● **Assignment**
From the records below, please return each line that holds the word "geirst".

Stored items

PR #1397, opened 2021-03-05
Keep a small fixed lidbloat so that documents does not move for small…

baldersheim:
… corpus sizes during tests.

@geirst PR

### DIFF
--- a/lib/app_generator/search_app.rb
+++ b/lib/app_generator/search_app.rb
@@ -13,6 +13,7 @@ class SearchApp < App
                   :garbagecollectioninterval => :garbagecollectioninterval,
                   :doc_type => :doc_type,
                   :threads_per_search => :threads_per_search,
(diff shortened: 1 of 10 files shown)


lib/app_generator/search_app.rb
```diff
@@ -13,6 +13,7 @@ class SearchApp < App
                   :garbagecollectioninterval => :garbagecollectioninterval,
                   :doc_type => :doc_type,
                   :threads_per_search => :threads_per_search,
+                  :allowedlidbloat => :allowedlidbloat,
```
geirst, line 16: Consider using snake case (as elsewhere): allowed_lid_bloat

geirst (approved):
👍

lib/app_generator/search_app.rb
baldersheim: Snake it is.

geirst (commented):
👍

● **Solution**
@geirst PR
geirst, line 16: Consider using snake case (as elsewhere): allowed_lid_bloat
geirst (approved):
geirst (commented):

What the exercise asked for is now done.